After running the code below, you should see something like this in your studio environment:
![HPO Experiments](../statics/HPO_experiments.png)


In [None]:
from smexperiments.search_expression import Filter, Operator, SearchExpression
from smexperiments.trial_component import TrialComponent

In [None]:
# Get the most recently created tuning job

list_tuning_jobs_response = sm.list_hyper_parameter_tuning_jobs(
 SortBy="CreationTime", SortOrder="Descending"
)
print(f'Found {len(list_tuning_jobs_response["HyperParameterTuningJobSummaries"])} tuning jobs.')
tuning_jobs = list_tuning_jobs_response["HyperParameterTuningJobSummaries"]
most_recently_created_tuning_job = tuning_jobs[0]
tuning_job_name = most_recently_created_tuning_job["HyperParameterTuningJobName"]
experiment_name = "cv-hpo-experiment"
trial_name = tuning_job_name + "-trial"

print(f"Associate all training jobs created by {tuning_job_name} with trial {trial_name}")

In [None]:
# Create the experiment if it doesn't exist
try:
 experiment = Experiment.load(experiment_name=experiment_name)
except Exception as ex:
 if "ResourceNotFound" in str(ex):
 experiment = Experiment.create(experiment_name=experiment_name)

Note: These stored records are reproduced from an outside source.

PR #3932, opened 2023-01-05
Add `isValidERC1271SignatureNow` to SignatureChecker library

### LINKED ISSUE #3912: Add strict ERC1271 Signature Checking in SignatureChecker library
### 🧐 Motivation
In the current `SignatureChecker` library, there is support to check if a signature is valid with the `isValidSignatureNow(..)` function that checks the following:
- If the `hash` and `signature` recover an address that is the same as the `signer`, it returns true.
- When it's not the case, it calls `isValidSignature(..)` on the `signer` assuming it's a contract. 

What would be a great addition to the library is to have another internal function that checks if a signature is valid with **ERC1271** only. So calling `isValidSignature(..)` directly on the signer. 

This function will be useful for functions that want to check the signature **only via ERC1271**. Then this internal function can be re-used in `isValidSignatureNow(..)`.

### 📝 Details

The only thing that I would argue is that the newly created internal function, e.g `isValidERC1271SignatureNow(..)` should return the standard 4 bytes that will be returned by the function in case it's there, and if the function doesn't exist we can return the `0xffffffff` fail value.

```solidity
function isValidERC1271SignatureNow(address contract, bytes32 dataHash, bytes memory signature) public view returns (bytes4) {

      (bool success, bytes memory result) = contract.staticcall(
            abi.encodeWithSelector(IERC1271.isValidSignature.selector, hash, signature)
        );
  
         if (success) return result.length != 0 ? abi.decode(result, (bytes4)) : bytes4(0xffffffff);
         else return 0xffffffff;
}
```
> Code might not be working, just drafting the concept 

In this way, people can use directly in isValidSignature standard function:

```solidity
function isValidSignature(bytes32 dataHash, bytes memory signature) public view returns (bytes4) {
        address _extensionContract = extension1271();  
        return SignatureChecker.isValidERC1271SignatureNow(_extensionContract, dataHash, signature);
}
```

instead of having the following:

```solidity
function isValidERC1271SignatureNow(address contract, bytes32 dataHash, bytes memory signature) public view returns (bool) {
  
        (bool success, bytes memory result) = signer.staticcall(
            abi.encodeWithSelector(IERC1271.isValidSignature.selector, hash, signature)
        );
        return (success &&
            result.length == 32 &&
            abi.decode(result, (bytes32)) == bytes32(IERC1271.isValidSignature.selector));
}
```

In this way, people are doing the work twice in the standard function:

```solidity
function isValidSignature(bytes32 dataHash, bytes memory signature) public view returns (bytes4) {
        address _extensionContract = extension1271();  
        bool validSig = SignatureChecker.isValidERC1271SignatureNow(_extensionContract, dataHash, signature);
        if(validSig) return 0x1626ba7e; // IERC1271.isValidSignature.selector
        else return 0xffffffff; 
}
```

The code above is doing the work twice, first in `isValidERC1271SignatureNow`, we are comparing the `returnValue` to return a boolean, and then in `isValidSignature(..)` we are checking the boolean again to return the bytes4 value.

This function will be mainly used for signature checking related to ERC1271, if you think this issue is relevant, let's discuss.

YamenMerhi:
Fixes #3912 

- [x] Tests
- [ ] Documentation
- [x] Changelog entry


Amxx (approved):
LGTM,

Waiting on @frangio 's review

Amxx (approved):

frangio (dismissed):

frangio (approved):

# create the trial if it doesn't exist
try:
 trial = Trial.load(trial_name=trial_name)
except Exception as ex:
 if "ResourceNotFound" in str(ex):
 trial = Trial.create(experiment_name=experiment_name, trial_name=trial_name)

In [None]:
# Get the trial components derived from the training jobs

creation_time = most_recently_created_tuning_job["CreationTime"]
creation_time = creation_time.astimezone(pytz.utc)
creation_time = creation_time.strftime("%Y-%m-%dT%H:%M:%SZ")

created_after_filter = Filter(
 name="CreationTime",
 operator=Operator.GREATER_THAN_OR_EQUAL,
 value=str(creation_time),
)

# The training job names contain the tuning job name (and the training job name is in the source arn)
source_arn_filter = Filter(
 name="TrialComponentName", operator=Operator.CONTAINS, value=tuning_job_name
)
source_type_filter = Filter(
 name="Source.SourceType", operator=Operator.EQUALS, value="SageMakerTrainingJob"
)

search_expression = SearchExpression(
 filters=[created_after_filter, source_arn_filter, source_type_filter]
)

# Search iterates over every page of results by default
trial_component_search_results = list(
 TrialComponent.search(search_expression=search_expression, sagemaker_boto_client=sm)
)
print(f"Found {len(trial_component_search_results)} trial components.")

In [None]:
# Associate the trial components with the trial
for tc in trial_component_search_results:
 print(f"Associating trial component {tc.trial_component_name} with trial {trial.trial_name}.")
 trial.add_trial_component(tc.trial_component_name)
 # sleep to avoid throttling
 time.sleep(0.5)

## Clean up
To avoid incurring charges to your AWS account for the resources used in this tutorial you need to remove all data and model artifacts from the SageMaker S3 bucket.